(0) Obligation:

Q restricted rewrite system:
The TRS R consists of the following rules:

msort(nil) → nil
msort(.(x, y)) → .(min(x, y), msort(del(min(x, y), .(x, y))))
min(x, nil) → x
min(x, .(y, z)) → if(<=(x, y), min(x, z), min(y, z))
del(x, nil) → nil
del(x, .(y, z)) → if(=(x, y), z, .(y, del(x, z)))

Q is empty.

(1) DependencyPairsProof (EQUIVALENT transformation)
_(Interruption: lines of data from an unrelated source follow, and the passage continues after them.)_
PR #95, opened 2022-11-08
Only run default rule for list properties onInitNew

Christopher-Masselli:
Previously, list properties on existing entities could be calculated to their default value if the property was not specified when constructing the entity. This change effectively prevents a list property's default rule from running on property access, since the underlying value of a list property will never equal the default value. Instead, the list will be defaulted in response to the `initNew` event of the parent entity.

`console.log([] === []); // false`

### DIFF
--- a/src/entity.unit.ts
+++ b/src/entity.unit.ts
@@ -541,7 +541,7 @@ describe("Entity", () => {
 			expect(instance.Skills.length).toBe(2);
 			instance = await model.types.Person.create({ Skills: [] }) as any;
 			expect(instance.Skills.length).toBe(2);
-			instance = await model.types.Person.create({ Id: "test", Skills: [] }) as any;
+			instance = await model.types.Person.create({ Id: "test" }) as any;
 			expect(instance.Skills.length).toBe(0);
 		});
 	});
--- a/src/entity.unit.ts
+++ b/src/entity.unit.ts
@@ -56,7 +56,7 @@ function resetModel() {
 				required() {
 					return !isNaN(this.ReleaseYear);
 				},
-				dependsOn: "ReleaseDate",
+				dependsOn: "ReleaseDate"
 			},
 			Genres: "String[]",
 			Credits: {
@@ -369,7 +369,7 @@ describe("Entity", () => {
 		});
 
 		it("default values are run when serializing", async () => {
-			const defaultModel  = new Model({
+			const defaultModel = new Model({
 				Test: {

Using Dependency Pairs [AG00,LPAR04] we result in the following initial DP problem.

(2) Obligation:

Q DP problem:
The TRS P consists of the following rules:

MSORT(.(x, y)) → MIN(x, y)
MSORT(.(x, y)) → MSORT(del(min(x, y), .(x, y)))
MSORT(.(x, y)) → DEL(min(x, y), .(x, y))
MIN(x, .(y, z)) → MIN(x, z)
MIN(x, .(y, z)) → MIN(y, z)
DEL(x, .(y, z)) → DEL(x, z)

The TRS R consists of the following rules:

msort(nil) → nil
msort(.(x, y)) → .(min(x, y), msort(del(min(x, y), .(x, y))))
min(x, nil) → x
min(x, .(y, z)) → if(<=(x, y), min(x, z), min(y, z))
del(x, nil) → nil
del(x, .(y, z)) → if(=(x, y), z, .(y, del(x, z)))

Q is empty.
We have to consider all minimal (P,Q,R)-chains.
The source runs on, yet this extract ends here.